Ahead of the 1962-63 winter season, Commissioner Ford Frick issued a mandate that prevented Latinos from playing winter ball in countries other than their own. This unfairly hampered Cubans, including Bauta, who worked instead in the men’s clothing department of a Sears Roebuck store in Boise, Idaho.18 Several years later, the policy was relaxed under Frick’s successor, William Eckert — most likely through the efforts of Cuban baseball man Bobby Maduro, whom Eckert hired in December 1965. The edict had been loosely enforced, however; Bauta pitched one winter in the Dominican Republic (1963-64) and another in Nicaragua (1965-66).
The 1963 season was Bauta’s only full one in the majors. With St. Louis, he was 3-4 with a 3.93 ERA in 38 games for Johnny Keane. Bauta roomed with Julián Javier and enjoyed pitching to Tim McCarver. Bauta’s third save, on May 30, lowered his ERA to 1.69. On June 19, he pitched four-plus scoreless innings against the Mets for his third win.

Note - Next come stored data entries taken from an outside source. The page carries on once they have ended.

PR #91, opened 2019-07-18
Allow non-integer value types for enum.

xaviershay:
[Documentation states](https://edgeapi.rubyonrails.org/classes/ActiveRecord/Enum.html) these should be integers, but any object works
(most commonly: String).

This PR isn't complete:

* I'm not sure the best way to spec this. That's probably not hard, I just don't want to sink time into figuring out before confirming this is a change we want :) Presume I add another column to one of the fixtures? Or I could maybe change one of the existing, since their are two `enum` examples already.
  * Note to self: relevant info in [contributing guidelines](https://github.com/chanzuckerberg/sorbet-rails/blob/master/CONTRIBUTING.md).
* There's an argument to _not_ merge this, since this is effectively enabling typing of (for what I can tell) an undocumented use case. But I believe using strings here is relatively common: it's suggested in [multiple](https://stackoverflow.com/questions/32938729/how-to-store-enum-as-string-to-database-in-rails/32939934) [internet](https://stackoverflow.com/questions/24105813/possibility-of-mapping-enum-values-to-string-type-instead-of-integer) [locations](https://sipsandbits.com/2018/04/30/using-database-native-enums-with-rails/) (top 3 google results, didn't look further). If we choose to not merge though, I think there needs to be a documented workaround in this issue to help more people adopt sorbet.


lib/sorbet-rails/model_rbi_formatter.rb
```diff
@@ -215,7 +215,20 @@ def populate_collection_assoc_getter_setter(assoc_name, reflection)
...
-      @generated_class_sigs["#{enum_name.pluralize}"] = { ret: "T::Hash[T.any(String, Symbol), Integer]"}
+      # Rails documents these values as being integers, but in practice any
+      # type is allowed.
+      value_types = enum_hash.values.map {|x| x.class.to_s }.uniq
+      value_type = if value_types.length > 1
+        "T.any(%s)" % value_types.join(', ')
+      elsif value_types.length == 1
+        # This case not strictly required, it's just neater.
+        value_types.join(', ')
+      else
```
manhhung741: This would mean no `value_types` is defined. When does that happen?

lib/sorbet-rails/model_rbi_formatter.rb
```diff
@@ -215,7 +215,20 @@ def populate_collection_assoc_getter_setter(assoc_name, reflection)
 
   def populate_generated_enum_methods
     @model_class.defined_enums.each do |enum_name, enum_hash|
-      @generated_class_sigs["#{enum_name.pluralize}"] = { ret: "T::Hash[T.any(String, Symbol), Integer]"}
+      # Rails documents these values as being integers, but in practice any
+      # type is allowed.
+      value_types = enum_hash.values.map {|x| x.class.to_s }.uniq
```
manhhung741:
```suggestion
      value_types = enum_hash.values.map {|x| x.class.name }.uniq
```

manhhung741: Can we use `value_types` for the sig at line 228?

```
        @generated_class_sigs["#{enum_val}"] = {
          args: [ name: :args, arg_type: :rest, value_type: 'T.untyped' ],
          ret: @model_relation_class_name,
        }
```
(I think for this method, symbol & string are always acceptable as input, besides the value_types)

lib/sorbet-rails/model_rbi_formatter.rb
xaviershay: Mostly defensive coding. `enum incomplete: {}` is syntactically correct and might be part of a WIP.

I can see an argument for "raising an error" somehow but not sure the right place: I don't think this generation process should be interrupted. Could use `T.untyped`? Or maybe there's a sorbet equivalent to `T.error`?

xaviershay:
thanks for feedback! Will add tests cases.

manhhung741:
FYI I've merged some changes that refactor this code into its own file (plugin). The code now is in this file:
https://github.com/chanzuckerberg/sorbet-rails/blob/master/lib/sorbet-rails/model_plugins/active_record_enum.rb

xaviershay:
nice :tada:

manhhung741:
Oops, sorry for the confusion. I meant the code related to enum is moved &
when you rebase you’d need to add the code there. I didn’t mean I added
changes from your PR there.

xaviershay:
_clicks reopen_

manhhung741:
I believe #145 handle this but more up-to-date with `sorbet-rails` codebase.

manhhung741:
@xaviershay I'll close the issue because #145 includes this fix. Please let me know if you want to add changes on top of it.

On July 28, however, Bauta blew a save at Wrigley Field. Three days later versus Cincinnati, he allowed three earned runs in two innings. That sealed his fate. On August 5 (an off-day), Bing Devine told him he was traded to the Mets for lefty Ken MacKenzie.
Bauta felt that he should start for the Mets, but this was not to be. He hinted that the Mets management treated him like a commodity — someone to warm up frequently and use infrequently. Even so, he greatly admired his new manager. “I adored Casey Stengel,” said Bauta. “He knew more [baseball] than anyone else in baseball. Sometimes, on the plane, he was drinking vodka and spoke to me. He spent most of his time with the 40 (New York) writers after home games.”19 After the trade, Bauta had a 5.21 ERA in 19 innings across nine games, with no decisions.
The only Met fluent in Spanish besides Bauta was a U.S. Virgin Islander, Joe Christopher. Bauta was most comfortable with Latinos such as Bernier; in particular, he missed Javier. When his good friend Craig Anderson rejoined the team that September, though, it was a positive for Bauta. Anderson started the Mets’ final game in the Polo Grounds on September 18, and Bauta relieved in the sixth after Christopher pinch-hit for Roger Craig. He pitched two scoreless innings in a 5-1 loss to the Phillies attended by 1,752.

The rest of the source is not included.